*** Opening Data section ***

PR #8142, opened 2024-03-14
PCC: fuzz static (no dynamic checks) case in Wasmtime fuzzers.

cfallin:
This PR updates the fuzzing configuration generation logic to turn on proof-carrying code (PCC) when randomly selected. When PCC is on, it forces the memory configuration to one that PCC can handle: a statically-sized 4GiB memory with 2GiB guard region, so no dynamic checks occur. I have fuzzed this for ~100 CPU-hours so far (on x86-64) and haven't found anything, with a local change that forces the PCC arbitrary-bool to true to concentrate fuzzing effort in just the new bit. (I've confirmed that manually introducing failures into the PCC code does properly bubble up.)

*** Closing Data section ***

Required action:
After reading the listing, copy it out exactly and in full.

Response to the task:
PR #8142, opened 2024-03-14
PCC: fuzz static (no dynamic checks) case in Wasmtime fuzzers.

cfallin:
This PR updates the fuzzing configuration generation logic to turn on proof-carrying code (PCC) when randomly selected. When PCC is on, it forces the memory configuration to one that PCC can handle: a statically-sized 4GiB memory with 2GiB guard region, so no dynamic checks occur. I have fuzzed this for ~100 CPU-hours so far (on x86-64) and haven't found anything, with a local change that forces the PCC arbitrary-bool to true to concentrate fuzzing effort in just the new bit. (I've confirmed that manually introducing failures into the PCC code does properly bubble up.)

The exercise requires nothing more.